(Data records)
Start of Block

PR #5239, opened 2022-07-12
Closes #4357 on automate generating WPR css and js file

### LINKED ISSUE #4357: automate generating wp-rocket CSS and JS files after deployment
**Description**
If we are doing modifications in styling or js we generate the minified version of the files locally first with gulp then pushed
which leads to creating conflict between branches and it is not easy to resolve because we dealing with minified versions of files

**Expected behavior**
Generate CSS and JS files after deployment to avoid creating conflicts

jeawhanlee:
## Description
This PR tries to close the initiative of automating the generation of WPR CSS and js files.

Fixes #4357 

## Type of change

Slightly different from the proposed.

# Checklist:


remyperona (changes requested):
That's a good start, but to avoid the issue with merge conflicts and still be able to review/test changes before deployement, we should modify the gulp tasks (or create new one), to generate unminified versions of the `wpr-admin.css`, `wpr-admin-rtl.css` and `wpr-admin.js`

remyperona (commented):
A couple of things:
- Can you run the tasks so that the unminified build are sync'ed to git
- Shouldn't the deploy build also use the `.min` suffix?
- Could you update the enqueue code to be compatible with both no suffix and suffix, depending on the value of `SCRIPT_DEBUG`

inc/admin/ui/enqueue.php
```diff
@@ -8,9 +8,13 @@
  * @since 1.0.0
  */
 function rocket_add_admin_css_js() {
-	wp_enqueue_style( 'wpr-admin', WP_ROCKET_ASSETS_CSS_URL . 'wpr-admin.css', null, WP_ROCKET_VERSION );
+	$admin_style     = defined( 'SCRIPT_DEBUG' ) && SCRIPT_DEBUG ? 'wpr-admin.css' : 'wpr-admin.min.css';
```
remyperona: I'd suggest something like this instead:

```
$suffix = defined( 'SCRIPT_DEBUG' ) && SCRIPT_DEBUG ? '' : '.min';
```

and then use `$suffix` in the enqueue URL like
```
WP_ROCKET_ASSETS_CSS_URL . 'wpr-admin' . $suffix . '.css'
```

remyperona (changes requested):
The minified files are added to gitignore but still commited, you can use `git rm --cached <file>` to remove them

remyperona (changes requested):
only the map file remaining to be removed

remyperona (approved):

engahmeds3ed:
Do we need QA for this one?

engahmeds3ed:
@piotrbak 
@wp-media/qa 
do we need QA for this one?

piotrbak:
@engahmeds3ed How we could test this PR?

engahmeds3ed:
> @engahmeds3ed How we could test this PR?

I don't think we can test that!

@jeawhanlee @Tabrisrp what do u think?

jeawhanlee:
> > @engahmeds3ed How we could test this PR?
> 
> I don't think we can test that!
> 
> @jeawhanlee @Tabrisrp what do u think?

I don't think QA will be able to test this, we might have to run a fake deploy to test this, though I tested this using the **on:push and pull rquest** git action, so I think @Tabrisrp would know a better way to test this.

remyperona:
Yeah we don't need QA, if it was tested using different triggers, it should be fine on the release tag too.

mostafa-hisham:
@jeawhanlee @Tabrisrp
do we need to update the GitHub action to run the gulp task to generate unminified files too?

PR #5242, opened 2022-07-13
Fixes #3077 Correctly rollback multiple versions consecutively

### LINKED ISSUE #3077: Rollback to more than one version backward leads to upgrade to latest version

remyperona:
## Description

This PR fixes the issue where rolling back multiple versions consecutively was re-installing the latest version of the plugin instead.

Fixes #3077 

## Type of change

This solution removes the callback on the `pre_site_transient_update_plugins` filter, which is the root cause of the issue. It also moves the rollback-related code to the new architecture as part as the Update subscriber.

# Checklist:


jeawhanlee (approved):

vmanthos (approved):
I tested rolling back from `3.11.4.1` to `3.10.9`. It works as expected. 👍 

I cannot test rolling back to previous versions because `3.10.9` doesn't include the fix.

@Tabrisrp @wp-media/productrocket Should this PR be backported to `3.10.10.1` and `3.9.5.1`?

If/when it is, we'll re-test this to see if successive rollbacks work.

**Note**

With PHP `8.1.8` the following pops up in the `debug.log` when rolling back:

End of Block

Output the entire set of records exactly as shown.

PR #5239, opened 2022-07-12
Closes #4357 on automate generating WPR css and js file

### LINKED ISSUE #4357: automate generating wp-rocket CSS and JS files after deployment
**Description**
If we are doing modifications in styling or js we generate the minified version of the files locally first with gulp then pushed
which leads to creating conflict between branches and it is not easy to resolve because we dealing with minified versions of files

**Expected behavior**
Generate CSS and JS files after deployment to avoid creating conflicts

jeawhanlee:
## Description
This PR tries to close the initiative of automating the generation of WPR CSS and js files.

Fixes #4357 

## Type of change

Slightly different from the proposed.

# Checklist:


remyperona (changes requested):
That's a good start, but to avoid the issue with merge conflicts and still be able to review/test changes before deployement, we should modify the gulp tasks (or create new one), to generate unminified versions of the `wpr-admin.css`, `wpr-admin-rtl.css` and `wpr-admin.js`

remyperona (commented):
A couple of things:
- Can you run the tasks so that the unminified build are sync'ed to git
- Shouldn't the deploy build also use the `.min` suffix?
- Could you update the enqueue code to be compatible with both no suffix and suffix, depending on the value of `SCRIPT_DEBUG`

inc/admin/ui/enqueue.php
```diff
@@ -8,9 +8,13 @@
  * @since 1.0.0
  */
 function rocket_add_admin_css_js() {
-	wp_enqueue_style( 'wpr-admin', WP_ROCKET_ASSETS_CSS_URL . 'wpr-admin.css', null, WP_ROCKET_VERSION );
+	$admin_style     = defined( 'SCRIPT_DEBUG' ) && SCRIPT_DEBUG ? 'wpr-admin.css' : 'wpr-admin.min.css';
```
remyperona: I'd suggest something like this instead:

```
$suffix = defined( 'SCRIPT_DEBUG' ) && SCRIPT_DEBUG ? '' : '.min';
```

and then use `$suffix` in the enqueue URL like
```
WP_ROCKET_ASSETS_CSS_URL . 'wpr-admin' . $suffix . '.css'
```

remyperona (changes requested):
The minified files are added to gitignore but still commited, you can use `git rm --cached <file>` to remove them

remyperona (changes requested):
only the map file remaining to be removed

remyperona (approved):

engahmeds3ed:
Do we need QA for this one?

engahmeds3ed:
@piotrbak 
@wp-media/qa 
do we need QA for this one?

piotrbak:
@engahmeds3ed How we could test this PR?

engahmeds3ed:
> @engahmeds3ed How we could test this PR?

I don't think we can test that!

@jeawhanlee @Tabrisrp what do u think?

jeawhanlee:
> > @engahmeds3ed How we could test this PR?
> 
> I don't think we can test that!
> 
> @jeawhanlee @Tabrisrp what do u think?

I don't think QA will be able to test this, we might have to run a fake deploy to test this, though I tested this using the **on:push and pull rquest** git action, so I think @Tabrisrp would know a better way to test this.

remyperona:
Yeah we don't need QA, if it was tested using different triggers, it should be fine on the release tag too.

mostafa-hisham:
@jeawhanlee @Tabrisrp
do we need to update the GitHub action to run the gulp task to generate unminified files too?

PR #5242, opened 2022-07-13
Fixes #3077 Correctly rollback multiple versions consecutively

### LINKED ISSUE #3077: Rollback to more than one version backward leads to upgrade to latest version

remyperona:
## Description

This PR fixes the issue where rolling back multiple versions consecutively was re-installing the latest version of the plugin instead.

Fixes #3077 

## Type of change

This solution removes the callback on the `pre_site_transient_update_plugins` filter, which is the root cause of the issue. It also moves the rollback-related code to the new architecture as part as the Update subscriber.

# Checklist:


jeawhanlee (approved):

vmanthos (approved):
I tested rolling back from `3.11.4.1` to `3.10.9`. It works as expected. 👍 

I cannot test rolling back to previous versions because `3.10.9` doesn't include the fix.

@Tabrisrp @wp-media/productrocket Should this PR be backported to `3.10.10.1` and `3.9.5.1`?

If/when it is, we'll re-test this to see if successive rollbacks work.

**Note**

With PHP `8.1.8` the following pops up in the `debug.log` when rolling back:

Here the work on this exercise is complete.